Issue #1615, opened 2026-08-25
yq: a bad escape in a streamed scalar still silently degrades to null/"" instead of raising (#1247 Stage 6)


newhoggy:
## Summary

#1247 (PR #1391) routed almost every string-decode-failure materialization path through a
real `EvalError` — but three streaming *output* writers were left as a deliberately-deferred
gap ("Stage 6" in
[`docs/plan/decode-failure-routing.md`](docs/plan/decode-failure-routing.md)). Their only
error channel is `core::fmt::Result`, which carries no message, so a mid-stream failure there
can only be silently absorbed or cause a bare, undiagnosed abort — the design doc chose
silent absorption, on purpose, and split closing the gap into its own follow-up stage rather
than block the rest of #1247 on it.

This issue tracks that follow-up, now with three known sites instead of the one the design
doc originally scoped.

## Live-verified sites (built from #1247's own landed tree)

```console
$ printf 'a: 1\nb: "bad \q escape"\n' | succinctly yq -o=json '.'
{
  "a": 1,
  "b": null
}
$ printf 'a: 1\nb: "bad \q escape"\n' | yq -o=json '.'
Error: bad file '-': yaml: while scanning a quoted scalar at line 2, column 4: line 2, column 9: found unknown escape character

$ printf 'double: "quoted \q scalar"\n' | succinctly yq '.'
double: ""
$ printf '"a\qb": 1\nb: 2\n' | succinctly yq '.'
"": 1
b: 2
```

1. **`stream_json_value`/the YAML→JSON transcoders** (`src/yaml/light.rs`, reached via
   `succinctly yq -o=json`) — the site the design doc originally named.
2. **`stream_yaml_string_value`/`write_yaml_field_key`** (`src/yaml/light.rs`, the *default*
   YAML→YAML output path — no `-o` flag needed). This is the single most common `yq`
   invocation and was not previously recorded anywhere; found during #1247's post-merge
   review.
3. **`stream_json_as_yaml`'s `StandardJson::Error` arm** (`src/json/light.rs`, the JSON→YAML
   streaming output path) — architecturally the same gap (same `core::fmt::Write`-only
   channel), currently miscategorized in the design doc's site inventory as a landed Stage 4
   fix rather than folded into Stage 6 alongside its siblings.

Every *materializing* route (a `--arg`-forced DOM, a multi-result filter, `to_entries`,
`length`) already raises correctly via #1247; only these three purely-streamed writers do
not.

## What a fix needs

[...]

PR #1842, opened 2026-08-29
fix(jq): nth/limit accept NaN and non-integer counts the way jq does

### LINKED ISSUE #1825: jq: nth(nan) returns a value where jq raises, nth() with a non-integer n picks the wrong element, and limit() rejects a float count jq accepts
**Severity: Low-Medium** (wrong answers and a swallowed error on a narrow input class; fully
oracle-pinned, no design question)

Split out of #1687 (item 4, second bullet), which noted that `classify_nth_n` "silently accepts
`NaN` as index `0` and truncates a positive non-integer float instead of rounding". Probing that
against the pinned oracle found **three** distinct divergences, not one, and located the actual
mechanism — so this is filed separately with the full matrix. Everything below is live-verified
against `/usr/bin/jq` 1.7.1 and a current `--release --features cli` build.

## Divergence 1 — `nth(nan; g)` returns a value where jq raises

|---|---|---|
| `[nth(nan; 1,2,3)]` | error `nth doesn't support negative indices`, **exit 5** | `[1]`, **exit 0** |
| `[nth(-nan; 1,2,3)]` | error, exit 5 | `[1]`, exit 0 |

The guard is the bug: succinctly tests `n < 0`, which NaN fails, so NaN falls through to the
success path and classifies as index 0. jq's guard is effectively `!(n >= 0)`, which NaN also
fails — but in the *raising* direction. Matching jq means inverting the comparison, not adding a
special NaN case.

Controls that already agree (so the fix must not disturb them):

| filter | both |
|---|---|
| `[nth(-0.5; 1,2,3)]` | error, exit 5 |
| `[nth(-infinite; 1,2,3)]` | error, exit 5 |
| `[nth(-0.0; 1,2,3)]` | `[1]` |
| `[nth(0; 1,2,3)]` | `[1]` |
| `[nth(3.0; 1,2,3)]` | `[]` |
| `[nth(infinite; 1,2,3)]` | `[]` |

## Divergence 2 — a non-integer `n` picks the wrong element

|---|---|---|
| `[nth(0.4; 1,2,3)]` | `[2]` | `[1]` |
| `[nth(1.7; 1,2,3)]` | `[3]` | `[2]` |

Not an off-by-one and not "rounding": it falls out of jq's own definition
`nth($n; g) = last(limit($n + 1; g))`, where `limit` stops at the first element whose 1-based
count satisfies `count >= $n` — a **float** comparison. For `n = 0.4` that is `limit(1.4)`, which
takes 2 elements (1 >= 1.4 is false, 2 >= 1.4 is true), and `last` is the second. Confirmed by
evaluating the definition by hand in jq:

```console
$ jq -nc '[last(limit(0.4 + 1; 1,2,3))]'   # [2]   — matches nth(0.4)
$ jq -nc '[last(limit(1.7 + 1; 1,2,3))]'   # [3]   — matches nth(1.7)
```

succinctly truncates `n` to an integer instead, which floors where jq effectively ceilings.

## Divergence 3 — `limit` rejects a non-integer count that jq accepts

This is the mechanism behind divergence 2, and is independently wrong:

|---|---|---|
| `[limit(0.4; 1,2,3)]` | `[1]` | error `limit requires non-negative integer` |
| `[limit(1.4; 1,2,3)]` | `[1,2]` | error |
| `[limit(2.7; 1,2,3)]` | `[1,2,3]` | error |
| `[limit(nan; 1,2,3)]` | `[1,2,3]` | error |
| `[limit(-1; 1,2,3)]` | `[1,2,3]` | `[1,2,3]` (agrees) |

jq's `limit` is `if $n > 0 then <take while count < $n> elif $n == 0 then empty else f end`, so a
NaN or negative `$n` falls to the `else` branch and passes *everything* through — which is why
`limit(nan; ...)` yields all three and `limit(-1; ...)` already agrees.

## Not affected — the 1-arg array forms already match

```console
$ echo '[1,2,3]' | jq -c 'nth(1.7)'  # 2   (succinctly: 2)
$ echo '[1,2,3]' | jq -c 'nth(0.4)'  # 1   (succinctly: 1)
$ echo '[1,2,3]' | jq -c 'nth(nan)'  # null (succinctly: null)
```

`nth/1` is a plain array index and is unrelated to `classify_nth_n`. Fixing the generator forms
must not touch it.

## Where

`classify_nth_n` (shared by `eval_nth_generic` and `builtin_nth_stream` per #1313), and `limit`'s
own count validation. Note the sharing: a fix to `classify_nth_n` lands on both call sites at
once, so both need coverage.

## Suggested fix

1. `limit`: accept any non-integer float count, implementing jq's `count >= $n` float comparison
   and its `$n > 0 / == 0 / else` three-way branch, rather than requiring an integer.
2. `nth/2`: raise on `!(n >= 0)` — covering negative **and** NaN — and otherwise derive the
   element from the corrected `limit`, so divergence 2 disappears without a second rounding rule.
3. Regression tests for every row of all three tables above, in both jq and yq mode
   (`classify_nth_n` is shared, so a jq-only test would leave the yq path unpinned — see the
   repeated lesson in this repo's history about mode-scoped fixes to shared helpers).

## Related

- #1687 — the umbrella this is split from (its items 1-3 are architectural and stay there).
- #1313 — established the shared `classify_nth_n` to stop the classification being re-derived.
- #1607 / #1686 — added the native `limit`/`nth` arms this classification feeds.

newhoggy:
Fixes #1825

## Summary

Three related divergences, all in `classify_nth_n`/`classify_limit_n` (shared by both evaluators per #1313, and by jq/yq mode alike):

1. **`nth(nan; g)` returned a value where jq raises.** `classify_nth_n` tested `f < 0.0`, which NaN fails (every IEEE 754 comparison against NaN is `false`), so NaN silently classified as index `0`. jq's own guard is effectively `!(n >= 0)`, which also catches NaN.
2. **`nth($n; g)` for a positive non-integer `$n` picked the wrong element.** `classify_nth_n` truncated `$n`; jq's own definition is `nth($n; g) = last(limit($n + 1; g))`, and `limit` takes `ceil($n + 1)` outputs for a positive count — so the correct 0-based stop index is `ceil($n)`.
3. **`limit($n; g)` rejected any non-integer count outright.** jq's own definition accepts a fractional `$n`, taking `ceil($n)` outputs for a positive count.

## Verification

Every row of all three divergence tables, plus every pre-existing control case, verified live against the pinned jq 1.7.1 binary:

```
[nth(nan; 1,2,3)]        jq: error, exit 5    →  now matches (was [1], exit 0)
[nth(0.4; 1,2,3)]        jq: [2]              →  now matches (was [1])
[nth(1.7; 1,2,3)]        jq: [3]              →  now matches (was [2])
[limit(0.4; 1,2,3)]      jq: [1]              →  now matches (was an error)
[limit(1.4; 1,2,3)]      jq: [1,2]            →  now matches (was an error)
[limit(2.7; 1,2,3)]      jq: [1,2,3]          →  now matches (was an error)
[limit(nan; 1,2,3)]      jq: [1,2,3]          →  now matches (was an error)
```

Controls unaffected: `nth(-0.5|-infinite)`, `nth(-0.0|0|3.0|infinite)`, `limit(-1)`, `nth/1` (the plain array-index form), all `#983` cases.

## Fix

- `classify_nth_n`: `f.is_nan() || f < 0.0` instead of `f < 0.0` (written this way, not the equivalent negated `!(f >= 0.0)`, per `clippy::neg_cmp_op_on_partial_ord`). The float fallback now ceils instead of truncates — `owned.as_i64()` is still preferred first for an exact integer, since converting to `f64` at all would already lose precision past its 53-bit mantissa.
- `classify_limit_n`: implements jq's exact three-way `if $n > 0 / elif $n == 0 / else` branch for the float case, taking `ceil($n)` for a positive count instead of erroring on any non-integer.

Two existing tests pinned the old, now-incorrect behavior as *deliberate* — updated rather than left to bit-rot into false negatives:
- `test_limit_positive_float_count_still_errors_983` → `test_limit_positive_float_count_takes_ceil_983`
- `builtin_limit_n_classification_matches_classify_limit_n` (its own assertion inverted from `Error` to the correct `ManyOwned([1,2,3])`)

## Testing

- New CLI tests cover every row of all three tables in jq mode, plus the `nth/1` unaffected-form control.
- A yq-mode test confirms the shared classification fix applies identically there (gated behind `--jq-extensions`, since `nth`/`limit` aren't part of real yq's own grammar).
- Full `cargo test --features cli,regex` (55/55 green), both CI clippy legs, `cargo fmt --check`, `cargo build --no-default-features`, `cargo doc --all-features`.

### DIFF
--- a/src/jq/eval.rs
+++ b/src/jq/eval.rs
@@ -3357,6 +3357,32 @@ pub(crate) enum LimitN {
     Take(usize),
 }
 
+/// jq's `limit($n; f)`/`nth($n; f)` both take `ceil($n)` outputs of `f` for
+/// a positive `$n` (`limit`'s own definition -- `if $n > 0 then <take,
+/// decrementing $n by 1 per output, stop once the decremented count is <=
+/// 0> elif $n == 0 then empty else f end` -- consumes one whole unit of
+/// `$n` per iteration, so a fractional remainder still needs one more
+/// output to cross zero). `f > 0.0` is the caller's contract, not
+/// re-checked here (`debug_assert!` only): both call sites already branch
+/// on sign themselves, for a `LimitN::Take(0)`/`Unlimited` distinction this
+/// function has no reason to know about.
+///
+/// A single shared definition rather than one ceiling formula per caller,
+/// #1825 review: an earlier version of `classify_nth_n` re-derived this
+/// independently via the real-number identity `ceil(x + 1) == ceil(x) +
+/// 1`, true for exact reals but not for the rounded `f64` addition jq's
+/// own `$n + 1` actually performs -- the two diverge by one whenever `$n`
+/// crosses a power-of-two ULP-doubling boundary
+/// (`nth(1.0000000000000002; range(1;30))` is `2` in jq, confirmed live;
+/// the old formula computed `3`). Callers now perform that same rounded
+/// addition themselves (`classify_nth_n` passes `f + 1.0` here) instead of
+/// this function re-deriving an equivalent, so there is exactly one
+/// ceiling computation both share, not two independently-reasoned copies.
+fn ceil_positive_float_to_usize(f: f64) -> usize {
+    debug_assert!(f > 0.0);
+    f.ceil() as usize
+}
+
 pub(crate) fn classify_limit_n(n_value: OwnedValue) -> Result<LimitN, EvalError> {
     match n_value {
         OwnedValue::Int(i) | OwnedValue::NumberLiteral(NumberRepr::Int(i), _) if i >= 0 => {
@@ -3366,21 +3392,15 @@ pub(crate) fn classify_limit_n(n_value: OwnedValue) -> Result<LimitN, EvalError>
         | OwnedValue::NumberLiteral(NumberRepr::Int(_), _)
         | OwnedValue::Null
         | OwnedValue::Bool(_) => Ok(LimitN::Unlimited),
-        // jq's own `limit($n; f)` is `if $n > 0 then <take, decrementing $n
-        // by 1 per output, stop once the decremented count is <= 0> elif
-        // $n == 0 then empty else f end` -- a positive `$n` therefore takes
-        // `ceil($n)` outputs (each iteration consumes one whole unit of
-        // `$n`, and a fractional remainder still needs one more output to
-        // cross zero), not the integer-only count this function used to
-        // require. `$n == 0.0` (including `-0.0`, which compares equal to
-        // `0.0` under IEEE 754) takes the `$n == 0` branch; NaN satisfies
-        // neither `> 0` nor `== 0`, so it falls to the same unlimited `else
-        // f` branch as a negative `$n` (#1825 -- confirmed live against jq
+        // `$n == 0.0` (including `-0.0`, which compares equal to `0.0`
+        // under IEEE 754) takes the `$n == 0` branch; NaN satisfies neither
+        // `> 0` nor `== 0`, so it falls to the same unlimited `else f`
+        // branch as a negative `$n` (#1825 -- confirmed live against jq
         // 1.7.1: `limit(nan; 1,2,3)` passes everything through, same as
         // `limit(-1; 1,2,3)`).
         OwnedValue::Float(f) | OwnedValue::NumberLiteral(NumberRepr::Float(f), _) => {
             if f > 0.0 {
-                Ok(LimitN::Take(f.ceil() as usize))
+                Ok(LimitN::Take(ceil_positive_float_to_usize(f)))
             } else if f == 0.0 {
                 Ok(LimitN::Take(0))
             } else {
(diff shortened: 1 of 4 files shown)


newhoggy:
Round 2, addressing the full 10-angle review. This one caught a real, serious bug in my own initial fix — reporting in full since it's the headline result.

**Critical fix — a genuine off-by-one in `classify_nth_n`'s own formula**, confirmed live: the original fix computed the 0-based stop index as `ceil($n)`, reasoning from the real-number identity `ceil(x + 1) == ceil(x) + 1`. That identity is true for exact reals but **not** for the rounded `f64` addition jq's own `$n + 1` actually performs — the two diverge by one whenever `$n`'s fractional part is small enough to be rounded away as `$n + 1.0` crosses a power-of-two ULP-doubling boundary:

```
jq -n 'nth(1.0000000000000002; range(1;30))'   # => 2 in jq
                                                # => 3 with the original ceil($n) formula (WRONG)
```

Swept every `k = 2^m - 1` from 1 to 511 (the smallest `f64` greater than each) — all reproduced the same off-by-one. Fixed by computing `(f + 1.0).ceil() as usize - 1` directly (the same rounded addition jq performs, not a shortcut around it) via `saturating_sub(1)`. Verified against the full boundary sweep plus every row of the original divergence tables, which are unaffected (the two formulas only differ at these specific rounding boundaries). Added `test_nth_ulp_boundary_matches_jq_addition_order_1825` covering the whole sweep.

**Also fixed:**
- `eval_nth_expr` (`Expr::NthExpr`, confirmed parser-unreachable by 3 independent review angles) had its own independent, integer-only classification never touched by the original fix — a latent instance of exactly the #1313-style drift this whole `classify_nth_n`/`classify_limit_n` refactor exists to prevent. Replaced with a direct call to `classify_nth_n`; all 5 pre-existing unit tests for it still pass unchanged.
- `classify_limit_n`'s doc comment named its call sites and had already undercounted them before this PR. Reworded to describe the invariant instead of an enumerable list that goes stale the moment a new call site is added.

**Filed #1846** for a confirmed-live, out-of-scope finding: `skip(n; expr)` has the identical NaN/non-integer-count divergence, hand-duplicated twice within itself rather than sharing a classifier — a separate builtin with its own decrement semantics, not assumed identical to `limit`'s `ceil($n)`.

**Not acted on** (pre-existing, out of scope, in a different file's shared utility used far beyond these two functions): a theoretical `OwnedValue::as_i64()` epsilon-check misclassification at exactly `f = 2^63` (unobservable — no generator produces ~9.2 quintillion items), and 32-bit-`usize` saturation for an implausibly large float count (this crate has no stated 32-bit target, and the pattern already existed pre-PR for other inputs).

Also hit a real append-conflict during rebase (both this branch and a concurrently-merged main commit added new tests at the same file-tail location) — reconstructed both complete functions by hand rather than trusting the naive 3-way merge, verified by running both test sets afterward (all 7 pass, including the pre-existing #1615 tests from main).

Re-verified: full `cargo test --features cli,regex` (55/55 green), both CI clippy legs, `cargo fmt --check`, `cargo build --no-default-features`, `cargo doc --all-features`.

newhoggy:
## Round 3 review — consolidation + a real live bug found and fixed

Ran a third `/code-review` pass (4 finder angles) specifically because round 2's fix (`988392a09`) touched delicate floating-point boundary math. Two of the four angles independently found and confirmed **the same live bug**, since fixed:

### Confirmed bug: `classify_nth_n`'s `as_i64()` shortcut misclassified a narrow float band

The non-integer branch called `OwnedValue::as_i64()` as an "is this exactly an integer" shortcut before falling back to the `(f+1.0).ceil()-1` formula. `as_i64()` snaps to the nearest integer using a **fixed absolute epsilon** (`f64::EPSILON`), not a magnitude-relative one — so any `f` in roughly `[1.11e-16, 2.22e-16)` was misclassified as exactly integer `0`, giving index `0` instead of the correct `1`:

```
$ jq -n 'nth(1.5e-16; 1,2,3)'        # real jq 1.7.1
2
$ (pre-fix build) succinctly jq -n 'nth(1.5e-16; 1,2,3)'
1                                     # wrong
```

Fixed by rewriting `classify_nth_n` to destructure `Int`/`Float`/`NumberLiteral` directly (matching `classify_limit_n`'s existing shape) instead of double-dispatching through `as_f64()`/`as_i64()` — this removes the `as_i64()` call from the float path entirely, not just the epsilon window.

### Consolidation

Extracted `ceil_positive_float_to_usize` as the one shared "ceil a positive float" primitive for both `classify_limit_n` and `classify_nth_n`. `classify_nth_n`'s ceiling formula had been independently re-derived rather than reusing `classify_limit_n`'s — the exact class of drift #1313 already had to fix once for these two functions.

### Test fix

`test_nth_ulp_boundary_matches_jq_addition_order_1825`'s fixed `+ 0.0000000000000002` offset only survived f64 rounding at `k=1`'s magnitude — for `k=3..511` it was rounded away entirely, so 8 of the 9 rows silently tested the trivial integer case instead of the boundary the test exists to pin (confirmed: `3.0 + 0.0000000000000002 == 3.0` bit-for-bit). Rewrote it to build each row's boundary value from `k`'s own bit pattern + 1 ULP, so every row now genuinely exercises the boundary.

### Doc fixes

Two stale doc comments claiming `eval_nth_expr` still has a "narrower integer-only rule" — no longer true now that it delegates to `classify_nth_n` too (`eval_generic.rs`'s `eval_nth_generic` doc comment, and a comment in `test_limit_and_nth_control_flow_1607` in `tests/yq_cli_tests.rs`).

### Out-of-scope findings filed as follow-ups

- #1849 — `skip($n; expr)` has the same NaN-bypass and fractional-truncation bug class, same #983 lineage, never touched by this PR.
- #1850 — `path(limit(n; expr))` eagerly materializes the full result before truncating to `n`, instead of streaming like the value-context form does.

### Verification

Full `jq_cli_tests`/`yq_cli_tests` suites (1079 + 1271 tests), `eval::` unit tests, both CI clippy legs, `--no-default-features` (no_std) build, and `cargo doc --all-features` all green. Live-verified the fix and the ULP-boundary sweep against both `/usr/bin/jq` 1.7.1 and the rebuilt binary.

No drift against `main` — `origin/main` is exactly this branch's merge-base, so no rebase was needed.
···
WORK REQUEST:
Please say how many lines in the records contain the word "agrees", and give only that number.

EXERCISE OUTPUT:
2